# WORK REQUEST:
Each line of the listing below must be returned exactly.

# INPUT RECORDS:
PR #11287, opened 2019-08-06
Fix: PK datatype was not used

### LINKED ISSUE #10941: model: On model save QueryGenerator cannot get PK attribute type
## What are you doing?

```js
const { Sequelize, DataTypes, Model } = require('sequelize');
const { bufferToGuid, guidToBuffer, guid } = require('@up24/guid');
const { inherits } = require('util');

const sequelize = new Sequelize({
  database: 'model_issue',
  username: 'root',
  password: 'qwe123456',
  host: '127.0.0.1',
  dialect: 'mysql',
  define: { timestamps: false }
});

//#region GUID
function GUID () {
  if (!(this instanceof GUID)) { return new GUID(); }
}
inherits(GUID, DataTypes.ABSTRACT);
Object.assign(GUID, DataTypes.ABSTRACT);

GUID.prototype.key = GUID.key = 'GUID'
GUID.prototype.toSql = function toSql () { return 'BINARY(16)'; }
GUID.prototype._stringify = function _stringify (guid) {
  if (!guid) {
    return null;
  } else {
    return guidToBuffer(guid);
  }
}
GUID.prototype._sanitize = function _sanitize (value) {
  if (!value) {
    return null;
  } else {
    if (typeof value === 'string') {
      return value;
    } else if (Buffer.isBuffer(value)) {
      return bufferToGuid(value);
    }
  }
}
//#endregion

class Foo extends Model {}
Foo.init({
  id: { type: GUID, primaryKey: true, defaultValue: guid },
  text: { type: DataTypes.STRING }
}, {
  sequelize,
  tableName: 'foo'
})

async function main() {
  await Foo.truncate();

  const actual = 'a';
  const expected = 'b';

  const foo = await Foo.create({ text: actual });

  // Fails
  foo.text = expected;
  await foo.save();
  await foo.reload();
  console.log('Updated: ', foo.text === expected); // false

  // Success
  foo.text = expected;
  // HACK options: Abstract QueryGenerator::whereItemQuery calls _findField that get primary key field from model
  await foo.save({ model: Foo });
  await foo.reload();
  console.log('Updated: ', foo.text === expected); // true
}

main()
```
**To Reproduce**
1. git clone https://github.com/SnosMe/sequelize-model-save.git
2. npm i
3. node ./index.js

Sequelize uses `DataType._stringify` method.

It cannot because `Model.save()` dont set `model` prop on `options`.

## Possible fix
This worked for me, all `npm run test-mysql` tests passed.
```patch
--- ./model.js	2019-05-12 21:34:15.429035300 +0300
+++ ./model.js	2019-05-12 21:34:23.165273100 +0300
@@ -3655,7 +3655,8 @@
     options = _.defaults(options, {
       hooks: true,
-      validate: true
+      validate: true,
+      model: this.constructor
     });
 
     if (!options.fields) {
```

## Environment
Dialect:
- [x] mysql
- [ ] postgres
- [ ] sqlite
- [ ] mssql
- [ ] any
Dialect **mysql2** version: 1.6.5
Database version: 8.0.14
Sequelize version: 5.8.6
Node Version: v10.15.0
OS: Win10

SnosMe:
### Pull Request check-list

### Description of change

Closes #10941

### DIFF
--- a/lib/associations/belongs-to-many.js
+++ b/lib/associations/belongs-to-many.js
@@ -470,9 +470,7 @@ class BelongsToMany extends Association {
       instances = [instances];
     }
 
-    options = Object.assign({
-      raw: true
-    }, options, {
+    options = Object.assign({}, options, {
       scope: false,
       attributes: [this.target.primaryKeyAttribute],
       joinTableAttributes: []
--- a/lib/associations/belongs-to-many.js
+++ b/lib/associations/belongs-to-many.js
@@ -470,7 +470,9 @@ class BelongsToMany extends Association {
       instances = [instances];
     }
 
-    options = Object.assign({}, options, {
+    options = Object.assign({
+      raw: true
+    }, options, {
       scope: false,
       attributes: [this.target.primaryKeyAttribute],
       joinTableAttributes: []
--- a/test/integration/associations/belongs-to-many.test.js
+++ b/test/integration/associations/belongs-to-many.test.js
@@ -557,6 +557,28 @@ describe(Support.getTestDialectTeaser('BelongsToMany'), () => {
       });
     });
 
+    it('compares primary keys using attribute type info', function() {
+      return Promise.all([
+        this.Article.create({ title: 'Article' }),
+        this.Label.create({ text: 'Awesomeness' }),
+        this.Label.create({ text: 'Epicness' })
+      ]).then(([article, label1, label2]) => {
+        return article.setLabels([label1, label2]).then(() => {
+          DataTypes.INTEGER.prototype._sanitize = function _sanitize(value) { return value; };
+          sinon.spy(DataTypes.INTEGER.prototype, '_sanitize');
+          this.Label.refreshAttributes();
+          return article.hasLabels([
+            label1[this.Label.primaryKeyAttribute],
+            label2[this.Label.primaryKeyAttribute]
+          ]).then(() => {
+            expect(DataTypes.INTEGER.prototype._sanitize).calledTwice;
+          }).finally(() => {
+            delete DataTypes.INTEGER.prototype._sanitize;
+          });
+        });
+      });
+    });
+
     it('answers true for labels that have been assigned multitple times', function() {
       this.ArticleLabel = this.sequelize.define('ArticleLabel', {
         id: {
--- a/test/integration/associations/belongs-to-many.test.js
+++ b/test/integration/associations/belongs-to-many.test.js
@@ -557,23 +557,23 @@ describe(Support.getTestDialectTeaser('BelongsToMany'), () => {
       });
     });
 
-    it('compares primary keys using attribute type info', function() {
+    it('options.raw default value can be overwritten', function() {
       return Promise.all([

# PROBLEM SOLUTION:
PR #11287, opened 2019-08-06
Fix: PK datatype was not used

### LINKED ISSUE #10941: model: On model save QueryGenerator cannot get PK attribute type
## What are you doing?

```js
const { Sequelize, DataTypes, Model } = require('sequelize');
const { bufferToGuid, guidToBuffer, guid } = require('@up24/guid');
const { inherits } = require('util');

const sequelize = new Sequelize({
  database: 'model_issue',
  username: 'root',
  password: 'qwe123456',
  host: '127.0.0.1',
  dialect: 'mysql',
  define: { timestamps: false }
});

//#region GUID
function GUID () {
  if (!(this instanceof GUID)) { return new GUID(); }
}
inherits(GUID, DataTypes.ABSTRACT);
Object.assign(GUID, DataTypes.ABSTRACT);

GUID.prototype.key = GUID.key = 'GUID'
GUID.prototype.toSql = function toSql () { return 'BINARY(16)'; }
GUID.prototype._stringify = function _stringify (guid) {
  if (!guid) {
    return null;
  } else {
    return guidToBuffer(guid);
  }
}
GUID.prototype._sanitize = function _sanitize (value) {
  if (!value) {
    return null;
  } else {
    if (typeof value === 'string') {
      return value;
    } else if (Buffer.isBuffer(value)) {
      return bufferToGuid(value);
    }
  }
}
//#endregion

class Foo extends Model {}
Foo.init({
  id: { type: GUID, primaryKey: true, defaultValue: guid },
  text: { type: DataTypes.STRING }
}, {
  sequelize,
  tableName: 'foo'
})

async function main() {
  await Foo.truncate();

  const actual = 'a';
  const expected = 'b';

  const foo = await Foo.create({ text: actual });

  // Fails
  foo.text = expected;
  await foo.save();
  await foo.reload();
  console.log('Updated: ', foo.text === expected); // false

  // Success
  foo.text = expected;
  // HACK options: Abstract QueryGenerator::whereItemQuery calls _findField that get primary key field from model
  await foo.save({ model: Foo });
  await foo.reload();
  console.log('Updated: ', foo.text === expected); // true
}

main()
```
**To Reproduce**
1. git clone https://github.com/SnosMe/sequelize-model-save.git
2. npm i
3. node ./index.js

Sequelize uses `DataType._stringify` method.

It cannot because `Model.save()` dont set `model` prop on `options`.

## Possible fix
This worked for me, all `npm run test-mysql` tests passed.
```patch
--- ./model.js	2019-05-12 21:34:15.429035300 +0300
+++ ./model.js	2019-05-12 21:34:23.165273100 +0300
@@ -3655,7 +3655,8 @@
     options = _.defaults(options, {
       hooks: true,
-      validate: true
+      validate: true,
+      model: this.constructor
     });
 
     if (!options.fields) {
```

## Environment
Dialect:
- [x] mysql
- [ ] postgres
- [ ] sqlite
- [ ] mssql
- [ ] any
Dialect **mysql2** version: 1.6.5
Database version: 8.0.14
Sequelize version: 5.8.6
Node Version: v10.15.0
OS: Win10

SnosMe:
### Pull Request check-list

### Description of change

Closes #10941

### DIFF
--- a/lib/associations/belongs-to-many.js
+++ b/lib/associations/belongs-to-many.js
@@ -470,9 +470,7 @@ class BelongsToMany extends Association {
       instances = [instances];
     }
 
-    options = Object.assign({
-      raw: true
-    }, options, {
+    options = Object.assign({}, options, {
       scope: false,
       attributes: [this.target.primaryKeyAttribute],
       joinTableAttributes: []
--- a/lib/associations/belongs-to-many.js
+++ b/lib/associations/belongs-to-many.js
@@ -470,7 +470,9 @@ class BelongsToMany extends Association {
       instances = [instances];
     }
 
-    options = Object.assign({}, options, {
+    options = Object.assign({
+      raw: true
+    }, options, {
       scope: false,
       attributes: [this.target.primaryKeyAttribute],
       joinTableAttributes: []
--- a/test/integration/associations/belongs-to-many.test.js
+++ b/test/integration/associations/belongs-to-many.test.js
@@ -557,6 +557,28 @@ describe(Support.getTestDialectTeaser('BelongsToMany'), () => {
       });
     });
 
+    it('compares primary keys using attribute type info', function() {
+      return Promise.all([
+        this.Article.create({ title: 'Article' }),
+        this.Label.create({ text: 'Awesomeness' }),
+        this.Label.create({ text: 'Epicness' })
+      ]).then(([article, label1, label2]) => {
+        return article.setLabels([label1, label2]).then(() => {
+          DataTypes.INTEGER.prototype._sanitize = function _sanitize(value) { return value; };
+          sinon.spy(DataTypes.INTEGER.prototype, '_sanitize');
+          this.Label.refreshAttributes();
+          return article.hasLabels([
+            label1[this.Label.primaryKeyAttribute],
+            label2[this.Label.primaryKeyAttribute]
+          ]).then(() => {
+            expect(DataTypes.INTEGER.prototype._sanitize).calledTwice;
+          }).finally(() => {
+            delete DataTypes.INTEGER.prototype._sanitize;
+          });
+        });
+      });
+    });
+
     it('answers true for labels that have been assigned multitple times', function() {
       this.ArticleLabel = this.sequelize.define('ArticleLabel', {
         id: {
--- a/test/integration/associations/belongs-to-many.test.js
+++ b/test/integration/associations/belongs-to-many.test.js
@@ -557,23 +557,23 @@ describe(Support.getTestDialectTeaser('BelongsToMany'), () => {
       });
     });
 
-    it('compares primary keys using attribute type info', function() {
+    it('options.raw default value can be overwritten', function() {
       return Promise.all([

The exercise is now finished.